Submitted to: Federation of American Societies for Experimental Biology Conference
Publication Type: Abstract Only
Publication Acceptance Date: 2/13/2013
Publication Date: 4/15/2013
Citation: Saben, J., Andres, A., Borengasser, S., Zhong, Y., Shankar, K. 2013. Early growth response protein 1 (EGR1) regulates pro-inflammatory gene expression in response to palmitate and TNF alpha in human placenta cells and is induced in obese placenta [abstract]. FASEB Journal. 27(Meeting Abstracts):109.8.

Interpretive Summary:

Technical Abstract: Maternal obesity has been hypothesized to induce a pro-inflammatory response in the placenta. However, the specific factors contributing to this pro-infalmmatory response are yet to be determined. Our objective was to examine the effects of palmitic acid (PA), tumor necrosis factor alpha (TNF alpha), or a combination of both (PA + TNF alpha) on placental trophoblasts (Bewo cells).

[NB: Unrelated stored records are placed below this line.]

PR #1556, opened 2026-04-17
feat(swap): publish messages for specific quoter orders

jerryafr:


packages/swap/src/quoting/Quoter.ts
```diff
@@ -96,7 +101,10 @@ export type QuotingSocket = Socket<ReceivedEventMap, SentEventMap, any, SocketDa
 export default class Quoter {
   private readonly quotes$ = new Subject<Quote>();
 
-  private readonly inflightRequests = new Set<string>();
+  private readonly inflightRequests = new Map<
+    string,
+    { quoteRequestId: string | undefined; responded: Set<AccountId> }
```
zoheb391, line 106:
```suggestion
    { quoteRequestId: string | undefined; responders: Set<AccountId> }
```

i would expect responded to be a boolean

packages/swap/src/messageQueues/quoteEvents.ts
```diff
@@ -5,24 +5,18 @@ import baseLogger, { logStorage } from '../utils/logger.js';
...
+    if (v === null || v === undefined) return v;
+    if (Array.isArray(v)) return v.map(serialize);
+    if (typeof v === 'object') {
+      return Object.fromEntries(
+        Object.entries(v as Record<string, unknown>).map(([k, val]) => [k, serialize(val)]),
+      );
+    }
+    return v;
+  };
+  return serialize(obj) as Record<string, unknown>;
```
sukhoviianastasia, line 19: how did you realize that you need to refactor it? do we need to move it to utils?

zoheb391 (approved):

packages/swap/src/quoting/Quoter.ts
```diff
@@ -306,6 +358,15 @@ export default class Quoter {
...
             });
+            publishQuoteOrderError({
+              quoteRequestId: logStorage.getStore(),
+              marketMaker: accountId,
+              marketMakerRequestId: requestId,
+              error: 'insufficient balance',
+              balance,
+              amount,
+              sellAsset,
+            });
```
sukhoviianastasia, line 369: so i can see that we publish errors in these 3 cases: 
 - `insufficient balance`
 - `tick provided is too small`
 - `unknown request_id`

but there are more errors in Quoter, fe:
- `unexpected missing format function` (response was parsed but wasn't asked to quote this request)
- mismatched request_id (line 299)
- market maker disconnected while request is in flight (line 144)

or we don't need to handle these error situations?

sukhoviianastasia, line 369: also this specific `publishQuoteOrderError` call seems to be very nested (legIndex → for accountId → for [tick, amount]), it's going to result pushing many messages; but idk if there's anything we can do here

packages/swap/src/messageQueues/quoteEvents.ts
jerryafr: it's a simpler implementation. already had some tests for it.
https://github.com/chainflip-io/chainflip-sdk-monorepo/blob/8ca69e42fbd12f36ee0494833a01c69c82d13906/packages/swap/src/messageQueues/__tests__/quoteEvents.test.ts#L148

packages/swap/src/quoting/Quoter.ts
jerryafr: if those errors are catched, we will publish them.
i've allowed the `error` field to be any string to make it as flexible as possible. this way if we introduce other error types in the quoter, no changes in backoffice will be needed.
in backoffice we can aggregate with error types and display whatever we receive from quoter

jerryafr: you're right. we maybe be able to improve it by grouping errors together and publish one large message. but i'd choose that if we face issues with the current flow

sukhoviianastasia (approved):

PR #1577, opened 2026-05-13
feat(sdk): include btc supply pool in getBoostLiquidity method [WEB-3162]

GabrielBuragev:


packages/sdk/src/swap/sdk.ts
```diff
@@ -278,27 +284,49 @@ export class SwapSDK {
...
+          /** @deprecated DEPRECATED(2.2): Only value supported moving forward is 5 bps */
+          feeTierBps?: number;
+        }
+      | ({
+          /** @deprecated DEPRECATED(2.2): Only value supported moving forward is 5 bps */
+          feeTierBps?: number;
+        } & UncheckedAssetAndChain) = {},
   ): Promise<BoostPoolDepth[]> {
-    let poolsDepth = await this.getBoostPoolsDepth();
+    if (params.feeTierBps && params.feeTierBps !== 5) {
```
sukhoviianastasia, line 297: will not throw if `params.feeTierBps` is 0 but that probably won't happen (coz people used to pass 5, 10 and 30)

GabrielBuragev: Hmm, yeah technically we shouldn't return any data if they request the liquidity at 0 bps anyways, as 0 is the equivalent to "no boost" 😅

sukhoviianastasia (approved):

PR #1583, opened 2026-05-19
feat(sdk, example): fix tron vault swap

zoheb391:
closes WEB-3418

Screenshot 2026-05-19 at 17 42 56

### DIFF
--- a/packages/examples/src/tronVaultSwap.ts
+++ b/packages/examples/src/tronVaultSwap.ts
@@ -81,7 +81,7 @@ if (sourceTokenAddress) {
     { feeLimit: 100_000_000 },
     [
       { type: 'address', value: to },
-      { type: 'uint256', value: BigInt(swapAmount).toString() },
+      { type: 'uint256', value: swapAmount },
     ],
     tronAddress as string,
   );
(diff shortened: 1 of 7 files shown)


packages/examples/src/tronVaultSwap.ts
```diff
@@ -5,107 +5,107 @@ import { TronWeb } from 'tronweb';
...
-  process.env.TRON_SECRET_KEY = account.privateKey;
-
-  console.log('TRON_SECRET_KEY not set - generating random secret key');
-  console.log('generated secret key', process.env.TRON_SECRET_KEY);
+  // TronWeb expects private keys without the 0x prefix
+  process.env.TRON_SECRET_KEY = account.privateKey.replace(/^0x/, '');
+  console.log('TRON_SECRET_KEY not set - generated random secret key', process.env.TRON_SECRET_KEY);
+  throw new Error(
+    'you need to fund this account otherwise TronWeb will pretend like it sent funds without actually sending anything',
+  );
```
GabrielBuragev: we can probably also just assert that a `TRON_SECRET_KEY` has been passed over as an env var, otherwise throw.

zoheb391: claude gave a good suggestion. to check if tx is successful so we don't need this anymore

packages/examples/src/tronVaultSwap.ts
```diff
@@ -5,107 +5,108 @@ import { TronWeb } from 'tronweb';
...
-          { name: '_value', type: 'uint256' },
-        ],
-        outputs: [{ name: '', type: 'bool' }],
-      },
+      { type: 'address', value: to },
+      { type: 'uint256', value: BigInt(swapAmount).toString() },
     ],
-    sourceTokenAddress,
+    tronAddress as string,
+  );
```
GabrielBuragev, line 87: Should this be `value` instead, similar to how it is in the else block?

```suggestion
      { type: 'uint256', value: BigInt(value).toString() },
```

GabrielBuragev (approved):

PR #1584, opened 2026-05-20
feat(swap): skip publishing order events for beta LPs

jerryafr:


GabrielBuragev (approved):

zoheb391 (approved):

packages/swap/src/quoting/Quoter.ts
sukhoviianastasia, line 396: why not here?

jerryafr: on line 368, we already make sure the LP is not beta. beta ones will never get to this publish.
```tsc
if (quote.beta) continue;
```

sukhoviianastasia: thanks!!!

PR #1595, opened 2026-06-12
fix(swap): effective boost fee bps rounding errors

GabrielBuragev:


zoheb391 (approved):
maybe a comment describing why we need the migration (even in the PR is fine)

packages/swap/prisma/migrations/20260612125436_update_effective_boost_fee_bps_4_to_5/migration.sql
```diff
@@ -0,0 +1,4 @@
+-- Data migration: bump effectiveBoostFeeBps from 4 to 5 on existing SwapRequest rows
+UPDATE "public"."SwapRequest"
+SET "effectiveBoostFeeBps" = 5
+WHERE "effectiveBoostFeeBps" = 4;
```
GabrielBuragev, line 4: Due to rounding errors caused by the divisions with big numbers, we ended up storing incorrect values (off by 1 unit) for these columns. Minimum boost fee bps was always 5 bps, as the smallest fee tier pool was the one with 5 bps. Moving forward, we end up with one 5 bps boost pool and one 5 bps supply pool.

PR #1626, opened 2026-08-10
chore: remove indexer gateway dependency

zoheb391:
this allows us to yeet the indexer gateway permanently


packages/swap/src/indexer.ts
```diff
@@ -0,0 +1,73 @@
+import pg from 'pg';
```
jerryafr, line 1: we could use prisma here 🤔 
no strong opinion though

jerryafr (approved):

GabrielBuragev (approved):

packages/swap/src/indexer.ts
zoheb391: would avoid so we don't need another schema file.

PR #1635, opened 2026-08-20
fix(sdk): tolerate brokerAccount and brokerIdSs58 [WEB-3882]

sukhoviianastasia:


CHANGELOG.md
```diff
@@ -7,6 +7,22 @@ intended to be used with.
...
+  param, matching the `brokerAccount` option on `getQuoteV2` and the field name
+  used by the deposit channel and vault swap endpoints. Integrators calling the
+  REST API directly should send `brokerAccount`; SDK users keep passing
+  `brokerAccount` to `getQuoteV2` (or `SwapSDKOptions`) and need no changes.
+
+### Deprecated
+
+- The `brokerIdSs58` query param on `/v2/quote` is deprecated in favour of
+  `brokerAccount`. It is still accepted, since SDK versions 2.2.0 - 2.3.x send
+  the broker account under that name. If both are set, `brokerAccount` wins.
```
sukhoviianastasia: or should I say that we accept both params for REST API? help me communicate it correctly, please

packages/shared/src/schemas.ts
```diff
@@ -141,7 +142,7 @@ export const quoteQuerySchema = z
       dcaV2Enabled: args.dcaV2Enabled,
       isVaultSwap: args.isVaultSwap,
       isOnChain: args.isOnChain,
-      brokerIdSs58: args.brokerIdSs58,
+      brokerIdSs58: args.brokerAccount ?? args.brokerIdSs58,
```
sukhoviianastasia: i only tolerate both params for REST API. should i do same for SDK? SDK accepts `brokerAccount` only

GabrielBuragev: I'd make `args.brokerIdSs58` take precedence.
```suggestion
      brokerIdSs58: args.brokerIdSs58 ??args.brokerAccount,
```

sukhoviianastasia: so guess leave it as it is then

sukhoviianastasia: test was also adjusted to "prefers `brokerIdSs58` when both names are set"

GabrielBuragev (approved):

PR #1638, opened 2026-09-11
feat(swap,sdk): [WEB-3805] add requestId to quote response headers and sdk

jerryafr:


packages/sdk/src/swap/services/ApiService.ts
```diff
@@ -40,14 +40,16 @@ export const getQuoteV2: BackendQuery<
...
     baseURL: baseUrl,
     params,
     signal,
     headers: CF_SDK_VERSION_HEADERS,
   });
 
-  return { ...quoteRequest, quotes: data };
+  const quoteRequestId = headers?.['x-request-id'] as string | undefined;
+
+  return { ...quoteRequest, quotes: data, ...(quoteRequestId && { quoteRequestId }) };
```
GabrielBuragev: should we maybe simply call it `requestId` ?

GabrielBuragev (approved):
Nice, i think we can simply call it `requestId` so it follows the same convention in every other endpoint (if needed). Also the header is called `x-request-id` too so it follows that naming convention too.

PR #1639, opened 2026-09-17
chore: add 2.3 changelog & add some more vault swap examples

GabrielBuragev:
Closes WEB-3832


sukhoviianastasia (approved):

zoheb391:
did you try running the deprecations script to see if we get any failures?

GabrielBuragev:
> did you try running the deprecations script to see if we get any failures?

I did check the code manually. I'll run the script now however, good point

GabrielBuragev:
> did you try running the deprecations script to see if we get any failures?

No deprecations in effect found for this version. Also just fyi, the script is a part of the CI process so we should get alerted by a failing pipeline. Thanks again for the heads up

PR #2199, opened 2015-09-16
WT-2104 Write up commit and log_flush options.

sueloverso:
Also add large default value for transaction_sync.

@keithbostic and @michaelcahill Please review these changes.  I added a large, real default value for the `transaction_sync` method.  I also wrote up the options for `commit_transaction` and `log_flush`.  They're a bit redundant.  Let me know if there is enough information about the `background` setting.

### DIFF
--- a/src/docs/tune-durability.dox
+++ b/src/docs/tune-durability.dox
@@ -66,6 +66,40 @@ most durability guarantees).
 	logging configured; updates durable on application or system
 	failure}
 </table>
+
+The durability setting can also be controlled directly on a per-transaction
+basis via the WT_SESSION::commit_transaction method.
+The WT_SESSION::commit_transaction supports several durability modes with
+the \c sync configuration that override the connection level settings.
+
+If \c sync=on is configured then this commit operation will wait for its
+log records, and all earlier ones, to be durable on disk before returning.
+
+If \c sync=off is configured then this commit operation will write its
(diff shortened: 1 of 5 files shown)


src/docs/tune-durability.dox
```diff
@@ -66,6 +66,40 @@ most durability guarantees).
...
 	failure}
 </table>
+
+The durability setting can also be controlled directly on a per-transaction
+basis via the WT_SESSION::commit_transaction method.
+The WT_SESSION::commit_transaction supports several durability modes with
+the \c sync configuration that override the connection level settings.
+
+If \c sync=on is configured then this commit operation will wait for its
+log records, and all earlier ones, to be durable on disk before returning.
```
michaelcahill: My only quibble is with "durable on disk" -- unless I'm missing something, that depends on the `transaction_sync.method` being set to `fsync`.

michaelcahill:
Thanks, @sueloverso, apart from a quibble about "durable on disk", this lgtm.

src/docs/tune-durability.dox
sueloverso: I fixed it for the commit part and added a sentence on `log_flush` to say it overrides that and forces an `fsync`.  Please review.

michaelcahill:
Thanks, @sueloverso, lgtm.

PR #2200, opened 2015-09-17
Re-organize and rename WT riak/basho tests.

daveh86:
As per the email discussion with Sue. Renamed the test1-4 suite and added a few extra comments


daveh86:
@sueloverso, can you review this test? With your OK I will add 500m-btree suite into Jenkins.

sueloverso:
Thanks @daveh86 I have merged this.

PR #2201, opened 2015-09-17
WT-2111: coverity complaint

keithbostic:
@sueloverso, would you please do the review and merge on this one?

One note, it looked to me like it was OK to simply set `WT_CURSOR.saved_err` (potentially clearing it), in this case.


sueloverso:
Thanks @keithbostic.  LGTM.  Once the tester passes, I'll merge.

Microarray analysis revealed distinct gene expression signatures with increased expression of genes regulated by mitogen activated protein kinases (MAPK), or involved in inflammation, and in the immediate-early response after exposure to PA, TNF alpha, or PA + TNF alpha. An immediate-early response gene, early growth response I (EGRI), showed the largest increase in mRNA following treatment with PA and PA + TNF alpha ,and was regulated by transcription factors downstream of MAPKs. Knockdown of EGRI in placenta cells impaired the pro-inflammatory response to PA and PA + TNF alpha. Analysis of term placenta analysis also revealed elevated genes involved with inflammation in obese verses lean placenta. Our results indicate that increased circulating fatty acids and inflammatory cytokines associated with obesity may contribute to inflammation in placenta cells for which EGRI may be a key regulator.